I believe that it is high time that medical doctors (not “providers”) rise up and regain our rightful and long-lost place at the top of the medical hierarchy. How in the world did this happen in the first place? How did we become second-class citizens, led around by the nose and pushed around by those with half of our education, intelligence, and dedication?

In most cases, administrators with a four-year-degree can fire a doctor with 11 to 15 years of training. But how many times has anyone heard of a doctor firing an administrator?

Almost none of the “innovations” happening in medicine these days come from doctors, they all come from bureaucrats and non-physician managers. They all come from outsiders who now know best. Doctors have become whipped dogs waiting passively for the next group of bureaucrats to rain down the next mumbo-jumbo solution from on high.

There now is a huge emphasis on measuring the “quality” of medical care and to improve “outcomes.” I believe it is impossible to judge the quality of medical care by looking only at discreet, retrievable data points generated by an EHR. Quality happens behind the closed door of the exam room and can only be judged by another physician. Bureaucrats and admins are clueless to the true nature of quality care.

Quality starts with a relaxed, unhurried atmosphere where the doctor asks the patient about their concerns, takes a thorough history and performs an adequate physical exam. He then uses his experience and vast knowledge of anatomy, biochemistry, physiology, and pathophysiology and interprets appropriate studies to arrive at the correct diagnosis. He then must decide on the best medications, treatments, and follow-up plans. If done correctly, this all takes a good deal of time, much of which has now been stolen from us by the data-entry, box-clicking, and typing demands of the EHR.

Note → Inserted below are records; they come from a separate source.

PR #1397, opened 2016-07-01
Make sure that builder is set.

eloyesp:
When instantiating a simple form for other ways that simple_form_for will
not set the builder correctly. This makes sure that the builder option is
always set.

I found this while testing a partial that receives a form builder instance, I've created that with `SimpleForm::FormBuilder.new`, but it behave a little bit different as the fields_for does not inherit the builder.

### DIFF
--- a/lib/simple_form/form_builder.rb
+++ b/lib/simple_form/form_builder.rb
@@ -38,6 +38,7 @@ module SimpleForm
 
     def initialize(*) #:nodoc:
       super
+      options[:builder] ||= self.class
       @defaults = options[:defaults]
       @wrapper  = SimpleForm.wrapper(options[:wrapper] || SimpleForm.default_wrapper)
     end
--- a/test/action_view_extensions/builder_test.rb
+++ b/test/action_view_extensions/builder_test.rb
@@ -566,6 +566,13 @@ class BuilderTest < ActionView::TestCase
     end
   end
 
+  test 'fields for inherits the form builder class' do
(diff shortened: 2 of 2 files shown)


lucasmazza:
@eloyesp what kind of failure do you get without this patch? Would be nice to have a test case for it so we can track any regressions for this.

eloyesp:
@lucasmazza Added the test.

My issue was that when the form builder is instantiated without the simple_form_for method (using new) I've got an incomplete instance (without the builder option set), that behave different (as fields_for was not yielding a SimpleForm::FormBuilder instance in that case).

rafaelfranca:
One question to ask is: why it works if you use `simple_form_for`? Should we move something from the `simple_form_for` call to inside the initialize?

lucasmazza:
> One question to ask is: why it works if you use simple_form_for? Should we move something from the simple_form_for call to inside the initialize?

The view helpers ensure that `options[:builder]` is set, while instantiating a builder directly doesn't. This doesn't seem to be a common use case scenario but it's a patch we can live with.

eloyesp:
Any news about this PR?

feliperenan:
@rafaelfranca I think we can merge this PR. Even it isn't a common use case, the code is simpler and we can live with as Mazza said. Thoughts?

feliperenan:
To be honest, I don't know if we should merge it since it has been while and no one else asked for this patch. I'm gonna close this PR for now, but if someone else thinks that we should include this patch at Simple Form, please let us know.

Thanks

PR #1398, opened 2016-07-01
Use Rails 5 Attributes API for decimal_or_float?

olivierlacan:
The motivation for this commit originated in #1342.

@rafaelfranca mentioned that we should be using the new `type_for_attribute` interface
to determine the precise type of a column instead. At first I used the interface directly like
this:

```ruby
      def decimal_or_float?
        if object.respond_to?(:type_for_attribute)
          type = object.type_for_attribute(column.name.to_s).type
          type == :float || :decimal
        else
          column.number? && column.type != :integer
        end
      end
```

I then realized that we're already asking the column object directly for the type, so
why not simple check for the two types we care about and implement the method in a much
more straightforward *and* backward-compatible way? I ended up with this:

```ruby
      def decimal_or_float?
        column.type == :float || :decimal
      end
```

I could be missing something obvious but this is green in my Rails 5.0.0 app. The only
remaining issue I see is how the simple_form specs mock out the now removed number?
ActiveModel method: https://github.com/plataformatec/simple_form/blob/1c389f65594db90a1244d93a00a388b4aea4bcc6/test/support/models.rb#L3-L8

I'm gonna have to remove that most likely.

/cc @lucasmazza

### DIFF
--- a/lib/simple_form/inputs/base.rb
+++ b/lib/simple_form/inputs/base.rb
@@ -115,7 +115,7 @@ module SimpleForm
       end
 
       def decimal_or_float?
-        column.number? && column.type != :integer
+        column.type == :float || column.type == :decimal
       end
 
       def nested_boolean_style?
--- a/.travis.yml
+++ b/.travis.yml
@@ -13,6 +13,7 @@ gemfile:
   - gemfiles/Gemfile.rails-4-0-stable
   - gemfiles/Gemfile.rails-4-1-stable
   - gemfiles/Gemfile.rails-4-2-stable
+  - gemfiles/Gemfile.rails-5-0-stable
   - Gemfile
 matrix:
   allow_failures:
--- a/gemfiles/Gemfile.rails-5-0-stable
+++ b/gemfiles/Gemfile.rails-5-0-stable
@@ -1,0 +1,15 @@
+source 'https://rubygems.org'
+
+gemspec :path => '..'
+
+platforms :rbx do
+  gem 'rubysl', '~> 2.0'
+  gem 'rubinius-developer_tools'
+end
+
+gem 'country_select', '~> 1.1.1'
+gem 'railties', github: 'rails/rails', branch: '5-0-stable'
+gem 'activemodel', github: 'rails/rails', branch: '5-0-stable'
+gem 'actionpack', github: 'rails/rails', branch: '5-0-stable'
+gem 'rake'
+gem 'tzinfo'
--- a/test/support/models.rb
+++ b/test/support/models.rb
@@ -1,10 +1,6 @@
 Association = Struct.new(:klass, :name, :macro, :scope, :options)
 
 Column = Struct.new(:name, :type, :limit) do
-  # Returns +true+ if the column is either of type integer, float or decimal.
-  def number?
-    type == :integer || type == :float || type == :decimal
-  end
 end
 
 Relation = Struct.new(:records) do


rafaelfranca:
My point is, we should not ask to the column anything anymore. The object that should be injected to the input should be an instance of `ActiveModel::Type::Value` in the versions that support it.

rafaelfranca:
This should be the method that should be changed https://github.com/plataformatec/simple_form/blob/81b9d7d3439225c7613e570afb44596acfa97a76/lib/simple_form/form_builder.rb#L551-L555

olivierlacan:
@rafaelfranca Makes sense. I'll update.

olivierlacan:
@rafaelfranca There's only one major issue though. My current PR is backward-compatible and easily releasable today.

What you're asking for will require some pretty major work to keep things backward-compatible, or will require a major version bump. No?

rafaelfranca:
Is the structure of the object that will be returned by `type_for_attribute` so different of what we have today? If not we can just call the methods conditionally. If it is we can create an adapter class to make the API the same.

lucasmazza:
> Is the structure of the object that will be returned by type_for_attribute so different of what we have today? If not we can just call the methods conditionally. If it is we can create an adapter class to make the API the same.

I think we only call `type` and `limit` on the column object, so using a type object instead should be OK - every implementation of `ActiveModel::Type::Value` has a `limit` attribute and a `type` method on it - but I guess we should upgrade our test suite to use ActiveModel types instead our column-like structs to confirm that.

lucasmazza:
Only API difference I noticed then playing on the console - `column_for_attribute` accepts Symbols, `type_for_attribute` doesn't.

```ruby
puts User.type_for_attribute('email').type #=> :string
puts User.column_for_attribute('email').type #=> :string

puts User.type_for_attribute('missing').type #=> nil
puts User.column_for_attribute('missing').type #=> nil

puts User.type_for_attribute(:email).type #=> nil
puts User.column_for_attribute(:email).type #=> :string
```

olivierlacan:
@lucasmazza Right so that felt a little overbearing for me to jump in and refactor a bunch of stuff like that. I can follow these instructions if you want though and we can review them together to see if they make sense. That said what about backward-compatibility? I think there's definitely more work necessary to create an adapter class as @rafaelfranca mentioned.

To me that sounds a lot like new minor release whereas with a somewhat lazy patch like the one I suggest in this PR's original commit, you have simple_form working with Rails 5 and prior versions today and we can take the time to make the gem compatible with old Rails versions and the new API while updating the tests to account for both.

> Only API difference I noticed then playing on the console - column_for_attribute accepts Symbols, type_for_attribute doesn't.

Yep, that originally confused me quite a bit.

sgrif:
Yeah, `type_for_attribute` intentionally lowers the API surface to only Strings. It's not meant to be called from app code directly, and we don't want HWIA all over our internals. As others have mentioned, Type objects are intentionally designed to have a somewhat similar API to what the columns used to have, but it may vary slightly.

lib/simple_form/inputs/base.rb
```diff
@@ -115,7 +115,7 @@ def decimal_limit
       end
 
       def decimal_or_float?
-        column.number? && column.type != :integer
+        column.type == (:float || :decimal)
```
BitOfUniverse: This is not the same as: `column.type == :float || column.type == :decimal`

olivierlacan: Good point, my bad.

PR #1402, opened 2016-07-12
only include ActionViewExtensions when ActionView is loaded

koenpunt:
this resolves a load order issue which I encountered when testing with rspec.

Also, the same problem occurred with https://github.com/bootstrap-ruby/rails-bootstrap-forms, which I solved in a similar manner in https://github.com/bootstrap-ruby/rails-bootstrap-forms/pull/275

### DIFF
--- a/lib/simple_form/action_view_extensions/builder.rb
+++ b/lib/simple_form/action_view_extensions/builder.rb
@@ -30,6 +30,8 @@ module SimpleForm
   end
 end
 
-ActiveSupport.on_load(:action_view) do
-  ActionView::Helpers::FormBuilder.send :include, SimpleForm::ActionViewExtensions::Builder
+module ActionView::Helpers
+  class FormBuilder
+    include SimpleForm::ActionViewExtensions::Builder
+  end
 end
--- a/lib/simple_form/action_view_extensions/builder.rb
+++ b/lib/simple_form/action_view_extensions/builder.rb
@@ -30,8 +30,6 @@ module SimpleForm
   end
 end
 
-module ActionView::Helpers
-  class FormBuilder
-    include SimpleForm::ActionViewExtensions::Builder
-  end
+ActiveSupport.on_load(:action_view) do
+  ActionView::Helpers::FormBuilder.send :include, SimpleForm::ActionViewExtensions::Builder
 end
--- a/lib/simple_form/action_view_extensions/form_helper.rb
+++ b/lib/simple_form/action_view_extensions/form_helper.rb
@@ -66,4 +66,6 @@ module SimpleForm
   end
 end
 
-ActionView::Base.send :include, SimpleForm::ActionViewExtensions::FormHelper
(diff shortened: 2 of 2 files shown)


koenpunt:
Turns out this is also part of an active discussion on rails-controller-testing: https://github.com/rails/rails-controller-testing/issues/24#issuecomment-231738446

lib/simple_form/action_view_extensions/builder.rb
```diff
@@ -30,8 +30,6 @@ def simple_fields_for(*args, &block)
   end
 end
 
-module ActionView::Helpers
-  class FormBuilder
-    include SimpleForm::ActionViewExtensions::Builder
-  end
+ActiveSupport.on_load(:action_view) do
```
rafaelfranca: This change seems not needed. On load hooks are only for constants that use it. The problem is to load action view base. Loading action view helpers and form builder should not cause any problem.

koenpunt: I've reverted that change, although the page here doesn't update..

koenpunt: You're right, removed it

koenpunt: I reverted that change, although github has some issues atm

rafaelfranca:
Awesome. Thank you for taking your time to fix a very spread bad practice that we have in the community. Even people that maintains Rails (like me) do this mistake.

koenpunt:
Not sure why Travis runs in to failures this second time though..  
  


On Jul 12 2016, at 6:13 pm, Rafael França &lt;notifications@github.com&gt;
wrote:  

> Awesome. Thank you for taking your time to fix a very spread bad practice
that we have in the community. Even people that maintains Rails (like me) do
this mistake.

>

> —  
> You are receiving this because you modified the open/close state.  
> Reply to this email directly, [view it on
GitHub](https://github.com/plataformatec/simple_form/pull/1402#issuecomment-232097524&r=cmVwbHkrMDAwNTViM2UxY2M4Nzk2NmMyNjg5YjcwZGJhNzQzY2Y1ZDUyZTM1YWI2ZTNmYzhkOTJjZjAwMDAwMDAxMTM5Y2Q5Mjc5MmExNjljZTA5ZDYyMjI5QHJlcGx5LmdpdGh1Yi5jb20=),
or [mute the
thread](https://github.com/notifications/unsubscribe/AAVbPrIubhRMeR3V44abhoG89vtrxqbjks5qU70ngaJpZM4JKLtr&r=cmVwbHkrMDAwNTViM2UxY2M4Nzk2NmMyNjg5YjcwZGJhNzQzY2Y1ZDUyZTM1YWI2ZTNmYzhkOTJjZjAwMDAwMDAxMTM5Y2Q5Mjc5MmExNjljZTA5ZDYyMjI5QHJlcGx5LmdpdGh1Yi5jb20=).

PR #1404, opened 2016-07-13
Ignore the `:label_text` when rendering `label` tags.

### LINKED ISSUE #1314: SimpleForm leaks the formatting function into HTML
When overriding the `label_text` per input like so:

```
form.label :name, label_text: proc { |label_text, required, _| "#{label_text} #{required}" }
```

The generated HTML has:

```
<label label_text="#<Proc:0x007fe268b21ce8@/Users/foo/boo/_new_form.html.slim:4>" class="string required" for="user_attributes_name">Name <abbr title="required">*</abbr></label>
```

As you can see it includes the full path to the custom proc function location which is a security issue.

This happens with versions `3.1.0` and `3.1.1.`

\cc @dnagir

lucasmazza:
Closes #1314.

### DIFF
--- a/test/form_builder/label_test.rb
+++ b/test/form_builder/label_test.rb
@@ -120,4 +120,11 @@ class LabelTest < ActionView::TestCase
       assert_select 'label[for=user_time_zone]', 'Time Zone:'
     end
   end
+
+  test 'builder allows label specific `label_text` option' do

Next: "Delivered care with compasion and respect"

 

The process of quality is highly complex, dynamic, and interactive and cannot be captured by clicking boxes and templates in an EHR. With the loss of the dictated and transcribed “SOAP” note, our once sacred clinical records have been converted into a billing invoice / data mine with severe degradation of quality and usability. The “assessment” and “plan” sections were the doctor’s opportunity to show the world that he knew what he was doing. They allowed for discussion of the differential diagnosis, thought processes, and the clinical synthesis required to arrive at an accurate diagnosis and formulate a reasonable plan.

The once thoughtful and educational consult note is now pages of worthless computer-generated gibberish.

All ability to assess quality has now been lost, turning us into box-clicking and typing bots. With the current EHR, it is possible to completely misdiagnose a patient, order completely inappropriate studies, misinterpret them, and order all the wrong drugs.

As long as all the right boxes are clicked, the system will give the encounter high quality marks. Maybe we should have a box to click that says, “delivered care with compassion and respect.”